= MATERIALS PROVIDED =
● ● ● ● ●

PR #237, opened 2023-11-01
osbuild: rework device mount names handling

thozza:
The ability to create arbitrary mountpoints under the filesystem root revealed an issue in the code generating device names for mount options of osbuild stages. Specifically, it would generate the same device name for `/` and `/root` mountpoints. Moreover, other places were making assumptions which should not be relied on, e.g.:

- `GenCopyFSTreeOptions()` could happily replace existing device mount with a different device, but the same name.
- `GenCopyFSTreeOptions()` expected that the mount name for entity with `/` mountpoint will be always called `root`.
- `RawOSTreeImage.serialize()` expected that the mount name for entity with `/` mountpoint will be always called `root`.

Remove these assumptions from the code and explicitly check for device name conflicts.

Rework the function escaping mountpoint paths to use a similar algorithm as `systemd-escape`. This will assure that it will produce different escaped path for different paths,  but still the same escaped path if the path did not change.

As a minor change, change the osbuild code handling LVM to not append `vg` to LVM VG names, but use it as is. This is consistent with how LVM LV names are handled. All partition table definitions and code converting PT to LVM always use `rootvg` as the name got the root LVM VG. Which previously resulted in the VG having name `rootvgvg`.

### DIFF
--- a/pkg/osbuild/device.go
+++ b/pkg/osbuild/device.go
@@ -153,7 +153,7 @@ func deviceName(p disk.Entity) string {
 
 	switch payload := p.(type) {
 	case disk.Mountable:
-		return pathdot(payload.GetMountpoint())
+		return pathEscape(payload.GetMountpoint())
 	case *disk.LUKSContainer:
 		return "luks-" + payload.UUID[:4]
 	case *disk.LVMVolumeGroup:
@@ -206,12 +206,21 @@ func getDevices(path []disk.Entity, filename string, lockLoopback bool) (map[str
 	return do, parent
 }
 
-func pathdot(path string) string {
-	if path == "/" {
-		return "root"
+// pathEscape implements similar path escaping as used by systemd-escape
+// https://github.com/systemd/systemd/blob/c57ff6230e4e199d40f35a356e834ba99f3f8420/src/basic/unit-name.c#L389
+func pathEscape(path string) string {
+	if len(path) == 0 || path == "/" {
+		return "-"
 	}
 
-	path = strings.TrimLeft(path, "/")
+	path = strings.Trim(path, "/")
 
-	return strings.ReplaceAll(path, "/", ".")
+	escapeChars := func(s, char string) string {
+		return strings.ReplaceAll(s, char, fmt.Sprintf("\\x%x", char[0]))
+	}
+
+	path = escapeChars(path, "\\")
+	path = escapeChars(path, "-")
+
+	return strings.ReplaceAll(path, "/", "-")
 }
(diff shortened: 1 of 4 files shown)


pkg/osbuild/device.go
```diff
@@ -206,12 +206,21 @@ func getDevices(path []disk.Entity, filename string, lockLoopback bool) (map[str
 	return do, parent
 }
 
-func pathdot(path string) string {
-	if path == "/" {
-		return "root"
+// pathEscape implements similar path escaping as used by systemd-escape
+// https://github.com/systemd/systemd/blob/main/src/basic/unit-name.c#L389
```
achilleas-k, line 210: NITPICK: Let's get the permalink for this so it doesn't link to a different line when the file changes in `main`.

achilleas-k (dismissed):
Nice work.  I agree with the decision to use something that exists already for escaping paths.  It might not be the most readable (when there are `-` or other non-standard characters), but in most cases it's perfectly readable.

Just a tiny nitpick for the link in the comment.

ondrejbudai (approved):
Love this!

pkg/osbuild/device.go
thozza: fixed

thozza:
CI revealed one more place which assumed that the FS root mount name is always `root`. Specifically the `RawOSTreeImage.serialize()` method. I fixed it in the same way as the `GenCopyFSTreeOptions()` function.

Besides that, I replaced the link to systemd escaping code to be a permalink and rebased the PR on top of `main`.

thozza:
> Nice work. I agree with the decision to use something that exists already for escaping paths. It might not be the most readable (when there are `-` or other non-standard characters), but in most cases it's perfectly readable.

I agree with the single dash (`-`) not being very obvious or self-explanatory when used for the FS root mountpoint. However, the `org.osbuild.copy` stage options would still make it reasonably possible to determine what `-` represents:

```json
{
  "type": "org.osbuild.copy",
  "inputs": {
    "root-tree": {
      "type": "org.osbuild.tree",
      "origin": "org.osbuild.pipeline",
      "references": [
        "name:os"
      ]
    }
  },
  "options": {
    "paths": [
      {
        "from": "input://root-tree/",
        "to": "mount://-/"
      }
    ]
  },
  "devices": {
    "-": {
      "type": "org.osbuild.lvm2.lv",
      "parent": "rootvg",
      "options": {
        "volume": "rootlv"
      }
    },
    ...
  },
  "mounts": [
    {
      "name": "-",
      "type": "org.osbuild.ext4",
      "source": "-",
      "target": "/"
    },
    {
      "name": "boot",
      "type": "org.osbuild.ext4",
      "source": "boot",
      "target": "/boot"
    },
    ...
  ]
}
```

I'm open to suggestions how to improve it if anyone has some...

achilleas-k (approved):
Wonderful!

● ● ● ● ●

= INSTRUCTIONS TO FOLLOW =
Across all the records, find the lines containing the word "exists" and reproduce each one.

= WORKED SOLUTION =
Nice work.  I agree with the decision to use something that exists already for escaping paths.  It might not be the most readable (when there are `-` or other non-standard characters), but in most cases it's perfectly readable.
> Nice work. I agree with the decision to use something that exists already for escaping paths. It might not be the most readable (when there are `-` or other non-standard characters), but in most cases it's perfectly readable.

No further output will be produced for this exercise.